Issues in Philosophy You Can't Force It: Doug Anderson on American Philosophy

You Can’t Force It: Doug Anderson on American Philosophy

Douglas Anderson, Professor and the Department Chair at the University of North Texas, was one of the critics for John Kaag’s American Philosophy: A Love Story Author Meets Critics session at Eastern APA and here, Doug shares his thoughts on the book.

Doug, can you tell me about the paper you presented at Eastern APA? 

I began with a recounting of the times I had been to the library years prior to John. I had studied a good bit of Hocking as an undergrad and learned of the library from two mentors–John E. Smith of Yale and John McDermott from Texas A&M. For my money, they remain the two best scholars of American philosophy from Edwards to pragmatism. Unlike so many now, they do not read selective writings but read them all in an historical context. They knew what was going on not just what was said. Hocking was himself in that vein.

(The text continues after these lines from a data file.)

PR #2652, opened 2018-04-05
Add shelf to JetBrains.gitignore

twhitbeck:

.idea/shelf is a directory of user-specific stuff, should not be committed.

Can't find any, but these files are obviously personal files


shiftkey:
> . I couldn't seem to find the commit that reverted it.

You'll want to look at #1475 which was aligning the template with the JetBrains docs

twhitbeck:
Ok yes I agree that the docs don't explicitly mention `.idea/shelf`, but I still think it should be included. There are lots of things in this file which are not listed in the docs.

PR #2654, opened 2018-04-06
Added system files in gitignore

aamir-nazir:
Most of the times we don't need to track system files in git repository.


shiftkey:

PR #2655, opened 2018-04-06
Create StandardML.git

k4rtik:

Add a gitignore for Standard ML

https://www.smlnj.org/doc/CM/index.html

The documentation doesn't explicitly mention this as most SML/NJ developers have been using Subversion. But this can be found in most SML projects on GitHub, e.g. https://github.com/MLton/mlton/blob/master/lib/.gitignore

If this is a new template: 

 - **Link to application or project’s homepage**: http://smlnj.org/

### DIFF
--- a/StandardML.git
+++ b/StandardML.git
@@ -1,0 +1,2 @@
+## Ignore all SML/NJ Compiler Manager build directories
+.cm/


shiftkey:

@k4rtik if you feel like this should still be a template listed here, please read the section about [specialized templates](https://github.com/github/gitignore#specialized-templates) and open a new pull request that follows the new format.

PR #2657, opened 2018-04-07
Python.gitignore improvements

akelsch:

All commits one by one:
1. Reorder rules in groups by rule count and alphabetically within groups
2. Capitalization and trimming of unnecessary long comments
3. I don't get a `wheels` directory with Python 3.6.5, It's `python-wheels` instead
4. `lib64` is a symlink (Linux) or junction (Windows), not a directory

I can provide some terminal output:

```bash
user@host:~$ python --version
Python 3.6.5
user@host:~$ python -m venv gitignore
user@host:~$ ls -l gitignore/share/
total 0
drwxrwxrwx 0 user user 512 Apr  7 22:05 python-wheels
```

```bash
user@host:~$ ls -l gitignore/
total 0
drwxrwxrwx 0 user user 512 Apr  7 22:05 bin
drwxrwxrwx 0 user user 512 Apr  7 22:05 include
drwxrwxrwx 0 user user 512 Apr  7 22:05 lib
lrwxrwxrwx 1 user user   3 Apr  7 22:05 lib64 -> lib
-rw-rw-rw- 1 user user  69 Apr  7 22:05 pyvenv.cfg
drwxrwxrwx 0 user user 512 Apr  7 22:05 share
```

### DIFF
--- a/Python.gitignore
+++ b/Python.gitignore
@@ -10,7 +10,7 @@ dist/
 downloads/
 eggs/
 lib/
-lib64/
+lib64
 MANIFEST
 parts/
 python-wheels/


akelsch:
Does the sorting/reordering hold you back from merging @shiftkey? Or is it something else?

I really would love to see this merged because I regularly get my gitignores from this repo.

shiftkey:
> Does the sorting/reordering hold you back from merging @shiftkey? Or is it something else?

Lack of available time to look at it is my current constraint

akelsch:
Alright, I thought there is something wrong with my PR.

I'll be patient then :)

shiftkey:
@akelsch this seems fine. Some extra questions:

> 3. I don't get a `wheels` directory with Python 3.6.5, It's `python-wheels` instead

Do you know how far back this change was? If it's a recent one, we should make this an addition to the existing rule, for users who aren't yet on the version with this change.

> 4. `lib64` is a symlink (Linux) or junction (Windows), not a directory

We're talking about this in #2703 but I think your work here to just change that rule is what I prefer

akelsch:
> Do you know how far back this change was? If it's a recent one, we should make this an addition to the existing rule, for users who aren't yet on the version with this change.

I wasn't able to find something about `python-wheels` in the cpython, pip and wheel repositories. There are also no release notes on this.

But apparently this rule affects Debian (and thus Ubuntu) only:
> When these binary packages are installed, `*.whl` files must be placed in the `/usr/share/python-wheels` directory. **The location inside a virtual environment will be rooted in the virtual environment, instead of `/usr`.**

Source: https://www.debian.org/doc/packaging-manuals/python-policy/ch-module_packages.html

akelsch:
Anything new on this @shiftkey?

akelsch:
I guess this PR is dead, especially since there are merge conflicts now 😕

So much of what is now called “American philosophy” has been co-opted for discussions of language, logic, and truth (I do realize that Ayer’s book has truth prior!) that most of the richness of the tradition has been lost. This is one reason John’s book is important as a kind of antidote. In any case, Richard Hocking (the son) and I became friends by mail and phone and I visited the library several times–trying unsuccessfully to do what John actually accomplished–saving the books. So, I know the library and that brings John’s book to life for me in ways not possible for others–at least not yet; the library is still there! I also recalled John’s presence in his first philosophy class with me at Penn State when he was a raw fresh-person!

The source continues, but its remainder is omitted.